The navigable waterway system in Congo can be upgraded from Kinshasa to Matadi sea port, already planned as an option in the Inga dams project.

As well as it is "feasible" from Lake Mweru (Pweto city) through Luvua River to Ankoro (requiring dams and a Boat lift in Boyoma Falls, like the Three Gorges dam ship lift), or the waterway into the Lake Tanganyika in Kalemie through the Lukuga River up to Kabalo (Zanza village), now linked by railway.

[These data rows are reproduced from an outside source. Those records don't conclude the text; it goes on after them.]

PR #395, opened 2019-07-23
Add support for get_credentials() with the SecretService keyring

morguldir:


jaraco:
In general, this looks good to me. I suspect that `test_credential` is already covering the changes. All that's needed is an entry in the CHANGES.txt. Would you add a new entry with an 0.1 bump describing the change?

mitya57 (approved):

- Description of Inland Waterways in the Congo from the UN Joint Logistics Centre

====Comparison to other channels====
A 366 km channel from the Ubangi to Chari would travel double the distance of the 171 km Rhine–Main–Danube Canal, three times the 128 km Moscow Canal or the 101 km Volga–Don Canal, or about the same length as the 368 km Volga–Baltic Waterway (that forms part of the Unified Deep Water System of European Russia). It would be five times shorter than China's 1776 km Grand Canal (built during the Sui dynasty) and ten times shorter than the entire 2,340 mi Saint Lawrence Seaway and Great Lakes Waterway (waterway from Duluth, Minnesota, to the Atlantic Ocean).